舰桥内,警报的红光已然黯淡了大半——不是因为危险解除,而是因为太多的传感器和子系统在刚才那直面“静默谷”核心的恐怖一瞥中彻底烧毁或离线。仅存的几盏应急灯投下摇曳不定的惨淡光芒,映照出三张惨白如纸、布满汗水与血污的脸。

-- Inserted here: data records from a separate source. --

PR #1397, opened 2022-02-03
Add navigation back to parentFolder; Componentize items

adlius:
-   Ticket: []
-   Feature flag: n/a

### DIFF
--- a/lib/osf-components/addon/components/file-browser/template.hbs
+++ b/lib/osf-components/addon/components/file-browser/template.hbs
@@ -64,104 +64,22 @@
 </div>
 
 <ul local-class='FileList'>
-    {{#each @manager.displayItems as |item|}}
-        <li
-            data-test-file-list-item
-            local-class='FileList__item'
-        >
-            {{!-- Analytics/test-selector should know if it is a file or folder --}}
+    {{#if @manager.parentFolder}}
+        <li local-class='GoToParentButton'>
             <Button
                 data-test-file-list-link
-                data-analytics-name='View folder'
+                data-analytics-name='Go to parent folder'
                 @layout='fake-link'
-                @route='registries.overview'
-                {{on 'click' (perform @manager.goToFolder item)}}
+                {{on 'click' (perform @manager.goToFolder @manager.parentFolder)}}
             >
                 <FaIcon
-                    @icon='folder' @fixedWidth={{true}}
+                    @icon='angle-left' @fixedWidth={{true}}
                 />
-                {{!-- <FaIcon
-                    @prefix='far' @icon='file-alt' @fixedWidth={{true}}
-                /> --}}
-                {{item.name}}
+                {{@manager.currentFolder.name}}
             </Button>
-            <div
-                data-test-file-list-date
-                local-class='FileList__item__options'
-            >
-                {{t 'general.date'}}
-                {{!-- date here --}}
-                <ResponsiveDropdown
-                    local-class='DownloadShareDropdown'
-                    @horizontalPosition='right'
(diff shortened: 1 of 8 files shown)


lib/osf-components/addon/components/file-browser/template.hbs
```diff
@@ -64,104 +64,22 @@
...
-                                </Button>
-                            </dd.content>
-                        </ResponsiveDropdown>
-                    </dropdown.content>
-                </ResponsiveDropdown>
-            </div>
         </li>
+    {{/if}}
+    {{#each @manager.displayItems as |item|}}
+        <FileBrowser::Item @item={{item}} @manager={{@manager}} />
```
brianjgeiger, line 83: I think the components would be a lot cleaner if we had a separate `FileBrowser::FolderItem` and `FileBrowser::FileItem`. Then you wouldn't have all of the if statements in the `Item` component, just one if statement here. It's not as DRY, but DRYness is sometimes overrated.

lib/osf-components/addon/components/storage-provider-manager/osf-storage-manager/component.ts
```diff
@@ -60,19 +61,25 @@ export default class OsfStorageManager extends Component<Args> {
...
-        }
-    }
+    // @task
+    // @waitFor
+    // async goToParentFolder() {
+    //     if (this.currentFolder) {
+    //         const parentFolder = new OsfStorageFile(await this.currentFolder.fileModel.parentFolder);
+    //         await taskFor(this.goToFolder).perform(parentFolder);
+    //     }
+    // }
```
brianjgeiger, line 82: Should this be deleted?

lib/osf-components/addon/components/storage-provider-manager/osf-storage-manager/component.ts
```diff
@@ -60,19 +61,25 @@ export default class OsfStorageManager extends Component<Args> {
     @task
     @waitFor
     async goToFolder(folder: OsfStorageFile) {
+        const parentFolder = await folder.fileModel.parentFolder;
```
brianjgeiger, line 64: I've been giving this some thought, and I'm thinking maybe we should make a breadcrumbs property for the manager, which is a list of folders. The first item would be the root folder, and the last item would be the current folder. This way, we 1) generalize folder navigation across all providers; and 2) have a way of generating visible breadcrumbs above the file list. 

Thoughts?

brianjgeiger (changes requested):
Overall it looks good, but I had a few thoughts on implementation.

lib/osf-components/addon/components/storage-provider-manager/osf-storage-manager/component.ts
brianjgeiger: (I'm okay with this being done in a separate story, but I'm still interested in your thoughts on the subject.)

adlius: I like the idea.

lib/osf-components/addon/components/file-browser/template.hbs
adlius: I thought about that. Although we might DRY up the template a bit, we are adding two more `styles` file which shares a lot of the same styles.

brianjgeiger: Yeah, we don't change styles a lot. I don't think that would be terrible.

brianjgeiger (approved):

PR #1583, opened 2022-07-20
[ENG-3912] Add new resource-list component

futa-ikeda:
-   Ticket: [ENG-3912]
-   Feature flag: n/a

## Purpose
- Create new resource-list component

## Summary of Changes
- Create new resource-list component
  - Create nested resource-card component
- Use this component in registries.resource route

## Screenshot(s)
image

## Side Effects
- None

## QA Notes

[ENG-3912]: https://openscience.atlassian.net/browse/ENG-3912?atlOrigin=eyJpIjoiNWRkNTljNzYxNjVmNDY3MDlhMDU5Y2ZhYzA5YTRkZjUiLCJwIjoiZ2l0aHViLWNvbS1KU1cifQ

### DIFF
--- a/lib/osf-components/addon/components/expandable-preview/component.ts
+++ b/lib/osf-components/addon/components/expandable-preview/component.ts
@@ -59,6 +59,6 @@ export default class ExpandablePreview extends Component<Args> {
     constructor(owner: unknown, args: Args) {
         super(owner, args);
         this.thresholdHeight = this.args.height || 200;
-        this.collapsed = this.args.open ? false : true;
+        this.collapsed = !this.args.open;
     }
 }
--- a/lib/osf-components/addon/components/expandable-preview/component.ts
+++ b/lib/osf-components/addon/components/expandable-preview/component.ts
@@ -1,0 +1,64 @@
+import Component from '@glimmer/component';
+import { tracked } from '@glimmer/tracking';
+import { action } from '@ember/object';
+
+interface Args {
+    height?: number;
+    open?: boolean;
+}
+
+export default class ExpandablePreview extends Component<Args> {
+    @tracked thresholdHeight: number;
+    @tracked collapsed: boolean;
+    @tracked collapsible = false;
+    @tracked wrapperElement?: HTMLElement;
+
+    @action
+    didInsert(element: HTMLElement) {
+        this.wrapperElement = element;
+        this.checkThreshold(element);
+    }
+
+    @action
+    checkThreshold(element: HTMLElement) {
+        if (!this.wrapperElement) {
+            this.wrapperElement = element;
+        }
+        if (this.thresholdHeight < element.clientHeight) {
+            this.collapsible = true;
+            if (this.collapsed) {
+                this.collapseWrapper();
+            }
+        }
+    }
+
+    @action
+    toggleCollapse() {
+        this.collapsed = !this.collapsed;
+        if (this.collapsed) {
+            this.collapseWrapper();
+        } else {
+            this.expandWrapper();
+        }
+    }
+
+    @action
+    collapseWrapper() {
+        if (this.wrapperElement) {
+            this.wrapperElement.style.maxHeight = this.thresholdHeight + 'px';
+        }
+    }
+
+    @action
+    expandWrapper() {
+        if (this.wrapperElement) {
+            this.wrapperElement.style.maxHeight = '';
+        }
+    }
+
+    constructor(owner: unknown, args: Args) {
+        super(owner, args);
+        this.thresholdHeight = this.args.height || 200;
+        this.collapsed = this.args.open ? false : true;
+    }
+}
--- a/lib/osf-components/addon/components/resources-list/component.ts
+++ b/lib/osf-components/addon/components/resources-list/component.ts
@@ -1,0 +1,46 @@
+import { A } from '@ember/array';
+import { assert } from '@ember/debug';
+import { waitFor } from '@ember/test-waiters';
+import Component from '@glimmer/component';
+import { tracked } from '@glimmer/tracking';
+import { task } from 'ember-concurrency';
+import { taskFor } from 'ember-concurrency-ts';
+
+import RegistrationModel from 'ember-osf-web/models/registration';
+import ResourceModel from 'ember-osf-web/models/resource';
+
+interface ResourcesListArgs {
+    registration: RegistrationModel;
+}
+
+export default class ResourcesListComponent extends Component<ResourcesListArgs> {
+    @tracked resourcesList: ResourceModel[] = A([]);
+    @tracked resourcesPage = 1;
+    @tracked totalResources = 0;
+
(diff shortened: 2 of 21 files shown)


lib/osf-components/addon/components/resources-list/resource-card/styles.scss
```diff
@@ -0,0 +1,25 @@
...
+
+.icon {
+    width: 18px;
+    height: 20px;
+    background-size: contain;
+    margin: 0 6px;
+}
+
+.data {
+    background-image: url('engines-dist/registries/assets/img/badges/data_small_color.png');
```
adlius, line 20: I'm starting to think we should move the logos from registries assets to the osf-assets submodule, since the badge is not limited for use in registries.

adlius (commented):
Looks good. One comment about placement of badge assets.

lib/osf-components/addon/components/resources-list/resource-card/styles.scss
brianjgeiger: We're not using them outside of registries yet, though, are we?

lib/osf-components/addon/components/resources-list/component.ts
```diff
@@ -0,0 +1,46 @@
...
+                page: this.resourcesPage,
+            });
+        this.totalResources = resourceList.meta.total;
+        this.resourcesList.pushObjects(resourceList);
+        this.resourcesPage += 1;
+    }
+
+    constructor(owner: unknown, args: ResourcesListArgs) {
+        super(owner, args);
+        assert('ResourcesListComponent requires a registration', this.args.registration);
```
brianjgeiger, line 43: I remember having some trouble with this pattern on the files page. I thiiink it was related to when a target was provided but was invalid, it didn't handle the case very well. It may be fine if other error handling will properly 404 or whatever, but it might be worth verifying if that's the case.

lib/osf-components/addon/components/resources-list/resource-card/template.hbs
```diff
@@ -0,0 +1,16 @@
...
+    </p>
+    <p>
+        <OsfLink
+            @href={{@resource.pid}}
+        >
+            {{@resource.pid}}
+        </OsfLink>
+    </p>
+    <p>
+        {{@resource.description}}
```
brianjgeiger, line 14: What about the `see more` in the case of the name and description being super long?

lib/osf-components/addon/components/resources-list/resource-card/styles.scss
adlius: Do we use them on `node-card`s?

lib/osf-components/addon/components/resources-list/resource-card/template.hbs
futa-ikeda: Working on that now! (as well as tests for this card component)

brianjgeiger: Oh, right, tests! Good plan. :)

lib/osf-components/addon/components/resources-list/resource-card/template.hbs
```diff
@@ -0,0 +1,16 @@
+<li local-class='resourceItem'>
+    <p local-class='resourceType'>
+        <span local-class='icon {{this.resourceIconClass}}' />
```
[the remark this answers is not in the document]
futa-ikeda: I've opted to use a span here, an element with no semantic meaning, since this badge icon is presentational and made redundant by the text immediately next to it.

lib/osf-components/addon/components/resources-list/resource-card/styles.scss
adlius: The registration tab on the project page and the my-registrations page both use `node-card` component to show registrations. They shouldn't show badges for projects. But if the assets are referenced by components outside of the `registries` engine, should we move it out of the engine?

lib/osf-components/addon/components/expandable-preview/component.ts
```diff
@@ -0,0 +1,64 @@
...
+    @action
+    expandWrapper() {
+        if (this.wrapperElement) {
+            this.wrapperElement.style.maxHeight = '';
+        }
+    }
+
+    constructor(owner: unknown, args: Args) {
+        super(owner, args);
+        this.thresholdHeight = this.args.height || 200;
```
futa-ikeda, line 61: I wanted to do something cool/clever here, by using ember-css-module's `@value` [documented here](https://github.com/salsify/ember-css-modules#values) and dynamically set that value to be the `thresholdHeight` defined here, but I couldn't make that work. Ideas/suggestions would be much appreciated!

lib/osf-components/addon/components/resources-list/resource-card/styles.scss
brianjgeiger: @adlius is correct, these cards are used outside of the engine for the node's registrations page. I'll make a quick PR to move them so we all have them.

lib/osf-components/addon/components/expandable-preview/component.ts
```diff
@@ -0,0 +1,64 @@
...
+        this.collapsed = this.args.open ? false : true;
```
brianjgeiger, line 62: Could this be:

```suggestion
        this.collapsed = !this.args.open;
```

brianjgeiger (changes requested):
Lookin' good. Only the smallest of suggestions.

lib/osf-components/addon/components/resources-list/component.ts
```diff
@@ -0,0 +1,46 @@
...
+import { taskFor } from 'ember-concurrency-ts';
+
+import RegistrationModel from 'ember-osf-web/models/registration';
+import ResourceModel from 'ember-osf-web/models/resource';
+
+interface ResourcesListArgs {
+    registration: RegistrationModel;
+}
+
+export default class ResourcesListComponent extends Component<ResourcesListArgs> {
```
adlius, line 16: Can we add a `reload` action to this component for reloading the list? It would be helpful for the add modal to have a `reload` action to invoke.

lib/osf-components/addon/components/resources-list/template.hbs
```diff
@@ -0,0 +1,14 @@
+<InfiniteList
```
adlius, line 1: When we eventually have the `Add resource` button for the resource route, where would the button be invoked? Would it be invoked inside this component? Or would it be added to the route template? Asking because the button would need to have access to the `reload` action of this component. If it is invoked inside this component it would be fine. Otherwise we might need to use the manager pattern.

futa-ikeda: I think we can just add it to this list component. I'll add that now

brianjgeiger (approved):
🎉 🐧 🎉

PR #1585, opened 2022-07-26
Add analytic code resource type

brianjgeiger:
## Purpose

Add the resource type, mirage, and icons for the Analytic Code resource type

## Summary of Changes

1. Add AnalyticCode to resource types enum
2. Add hasAnalyticCode boolean to registration model
3. Fix mirage for SHARE and Registrations
3. Add placeholder icon 
4. Add translation string for Resource List


futa-ikeda (changes requested):
Looks good. Can we fetch this resource type icon in the resource-card component here too? https://github.com/CenterForOpenScience/ember-osf-web/blob/feature/output-reporting/lib/osf-components/addon/components/resources-list/resource-card/component.ts#L22

brianjgeiger:
@futa-ikeda That'll get done in my other PR that I'm working on. I need that same functionality, so I'm refactoring that function and a similar one for disabled icons into a helper file.

futa-ikeda (approved):

adlius (approved):

PR #1588, opened 2022-07-27
[ENG-3748] Move brand color behind banner image

futa-ikeda:
-   Ticket: [ENG-3748]
-   Feature flag: n/a

## Purpose
- Enhance color contrast on branded registries pages

## Summary of Changes
- Move the brand's primary color behind the brand's banner image

## Screenshot(s)
- Before:
image

- After:
image

## Side Effects
- Should increase color contrast for all branded registries pages

## QA Notes
- This `HeroOverlay` is used on all branded registries pages (Moderation, Add New, Draft Registrations pages, Discover, Edit Revision, Overview and emberized pages within Overview page)

[ENG-3748]: https://openscience.atlassian.net/browse/ENG-3748?atlOrigin=eyJpIjoiNWRkNTljNzYxNjVmNDY3MDlhMDU5Y2ZhYzA5YTRkZjUiLCJwIjoiZ2l0aHViLWNvbS1KU1cifQ


brianjgeiger (approved):

brianjgeiger (approved):
I suppose this is fine, but I still don't understand why we don't just skip using a color block entirely and instead just color the image the proper color to start with. This seems like trying to do two things (set up an image, apply a brand color) where doing one thing would work better.

chth0n1x:
> I suppose this is fine, but I still don't understand why we don't just skip using a color block entirely and instead just color the image the proper color to start with. This seems like trying to do two things (set up an image, apply a brand color) where doing one thing would work better.

This may help the UI when/if the page doesn't load quickly. Having a color block would ensure the color is there even when the image is not fully rendered on the page.

chth0n1x (approved):
Futa, these changes look good. Approving now.

PR #1594, opened 2022-07-29
Add tests for edit-resource

adlius:
-   Ticket: []
-   Feature flag: n/a

### DIFF
--- a/mirage/views/resource.ts
+++ b/mirage/views/resource.ts
@@ -10,21 +10,13 @@ export function createResource(this: HandlerContext, schema: Schema) {
 
 export function updateResource(this: HandlerContext, schema: Schema, request: Request) {
     const resource = schema.resources.find(request.params.id);
-    const { data: { attributes } } = JSON.parse(request.requestBody);
+    const attributes = {
+        ...this.normalizedRequestAttrs('resource'),
+    };
     if ('pid' in attributes) {
         if (!attributes.pid || !attributes.pid.startsWith('https://doi.org/')) {
             return new Response(400);
         }
-        resource.update({
-            pid: attributes.pid,
-        });
-        delete attributes.pid;
-    }
-    if ('resource_type' in attributes) {
-        resource.update({
-            resourceType: attributes.resource_type,
-        });
-        delete attributes.resource_type;
     }
     resource.update(attributes);
     return this.serialize(resource);
--- a/mirage/views/resource.ts
+++ b/mirage/views/resource.ts
@@ -1,10 +1,12 @@
 import { HandlerContext, Request, Response, Schema } from 'ember-cli-mirage';
 
+type Undef = 'undefined';
+
 export function createResource(this: HandlerContext, schema: Schema) {
     const attrs = {
         ...this.normalizedRequestAttrs('resource'),
         finalized: false,
-        resourceType: undefined,
+        resourceType: 'undefined' as Undef,
     };
     return schema.resources.create(attrs);
 }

“咳咳……呕……”陈锋(“磐石”)蜷缩在副驾驶座旁的角落,头盔早已摘下扔在一边,他死死捂着小腹,每一次咳嗽都带出暗红的血沫。并非内伤,而是在时空褶皱的狂暴颠簸和“静默”精神污染的冲击下,内脏严重位移、多处毛细血管破裂。他身上的简易太空服也破损多处,露出下面青紫交加的皮肉。他颤抖着从应急医疗包里摸出一支强效镇痛剂,咬开保险,狠狠扎在大腿上,药液推进的冰冷带来短暂的麻痹,让他的喘息稍稍平复,但眼中依旧残留着挥之不去的、源自灵魂深处的恐惧与涣散。
老莫的情况同样糟糕。他瘫在主驾驶位上,那件沾满油污的灰蓝色工装前襟已被口中呕出的鲜血浸透了大片。他的脸色是一种不祥的灰败,呼吸微弱而急促,枯瘦的双手无意识地微微抽搐着。过度透支精神对抗“静默”的信息污染,强行操控严重受损的飞船进行极限机动,对这个早已不再年轻的身体和精神来说,负担太过沉重。他浑浊的眼睛半睁着,失焦地望着主屏幕上疯狂跳动的、代表飞船各系统崩溃的红色数据流,眼神深处除了极度的疲惫,还有一丝……难以言喻的、仿佛刚刚窥见了宇宙终极恐怖后的麻木与死寂。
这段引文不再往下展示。